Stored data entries
PR #1866, opened 2026-06-30
feat: thermistor assembly and implant

### LINKED ISSUE #1585: Thermistor Device and Implant
- [ ] Add Thermistor Device
- [ ] Add ThermistorImplant
- [ ] Add to Surgery procedures union

Info to be provided by Tiffany

dbirman:
Adds a new DeviceImplant to support thermistor wire implants, and adds an example showing how to use it. Molex is not an available manufacturer, we'll have to add it separately (we can do that before merging, if we want).


examples/thermistor_procedures.py
```diff
@@ -0,0 +1,87 @@
...
+    name="Thermistor wire",
+    manufacturer=Organization.TE_CONNECTIVITY,
+    model="GAG22K7MCD419",
+    notes="Digi-Key part number: GAG22K7MCD419. "
+    "https://www.digikey.com/en/products/detail/te-connectivity-measurement-specialties/GAG22K7MCD419/5277253",
+)
+
+connector = Device(
+    name="Connector",
+    manufacturer=Organization.OTHER,
```
saskiad: the manufacturer is on the digikey page. If we're adding this, it'd be great to use these fields rather than put it in the notes.

examples/thermistor_procedures.py
```diff
@@ -0,0 +1,87 @@
...
+    model="0533984002",
+    notes="Molex connector. Digi-Key part number: 900-0533984002CT-ND. "
+    "https://www.digikey.com/en/products/detail/molex/0533984002/15622916",
+)
```
saskiad: let's not put links to parts in the notes.

src/aind_data_schema/components/devices.py
```diff
@@ -779,3 +779,11 @@ class MyomatrixArray(Device):
...
 class Microscope(Device):
     """Description of a microscope"""
+
+
+class ThermistorAssembly(DataModel):
+    """Description of a thermistor assembly for temperature measurement"""
+
+    name: str = Field(..., title="Thermistor assembly name")
+    thermistor: Device = Field(..., title="Thermistor device")
+    connector: Device = Field(..., title="Connector device")
```
saskiad: how important is the connector as a device? I don't think we put this kind of info in a lot of other places. It'd expect this to be in a protocol on making the thermistor assembly, or as a subsection in a protocol on the thermistor surgery. I don't know that it makes sense to track this in the metadata.

src/aind_data_schema/components/surgery_procedures.py
```diff
@@ -134,6 +141,15 @@ def validate_size(self):
         return self
 
 
+class DeviceImplant(ProtocolMixin, DevicePosition, DataModel):
+    """Description of a generic device implant procedure"""
+
+    implanted_device: str = Field(
```
saskiad: won't we always need the implanted_device to take a Device object? So a generic device should take Device rather than be a string.

saskiad: And then is it possible to make it a discriminated list that can be Device or ThermistorAssembly and if we have other implanted devices that can't just be a device we could add them in the future?

src/aind_data_schema/components/devices.py
saskiad: and note: without connector, we don't need an assembly and can just use Device

saskiad (changes requested):
first, I don't think we need the connector for the assembly. But I'm willing to be persuaded.
second, I think we can just use the generic DeviceImplant with a discriminated list

src/aind_data_schema/components/surgery_procedures.py
dbirman: There's some reason that I made it a str... but now I don't remember what it was. I simplified to just DeviceImplant with `implanted_device: Device`. Hopefully that doesn't break anything

examples/thermistor_procedures.py
```diff
@@ -0,0 +1,73 @@
...
+from aind_data_schema.core.procedures import Procedures, Surgery
+from aind_data_schema_models.coordinates import AnatomicalRelative, AxisName, Direction, Origin
+from aind_data_schema_models.organizations import Organization
+from aind_data_schema_models.units import SizeUnit
+
+thermistor_wire = Device(
+    name="Thermistor wire",
+    manufacturer=Organization.TE_CONNECTIVITY,
+    model="GAG22K7MCD419",
+    notes="Digi-Key part number: GAG22K7MCD419. "
```
saskiad: can we remove having the part numebr in the notes with the link like this? I don't like setting bad precedence in our examples

examples/thermistor_procedures.py
```diff
@@ -0,0 +1,73 @@
...
+    "https://www.digikey.com/en/products/detail/te-connectivity-measurement-specialties/GAG22K7MCD419/5277253",
+)
+
+thermistor_coordinate_system = CoordinateSystem(
+    name="THERMISTOR",
+    origin=Origin.ORIGIN,
```
saskiad: how do we interpret the origin being origin?

saskiad (approved):
I think this is good. I still feel like ProbeConfig and DevicePosition are so similar that there could be a way to combine them, but I think it's not obvious...

Just clean up the stuff in the example so people don't copy that.

examples/thermistor_procedures.py
dbirman: Changed to tip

## EXERCISE OBJECTIVE
Out of the preceding entries, pull each line that contains the word "could".

## WRITTEN RESPONSE
saskiad: And then is it possible to make it a discriminated list that can be Device or ThermistorAssembly and if we have other implanted devices that can't just be a device we could add them in the future?
I think this is good. I still feel like ProbeConfig and DevicePosition are so similar that there could be a way to combine them, but I think it's not obvious...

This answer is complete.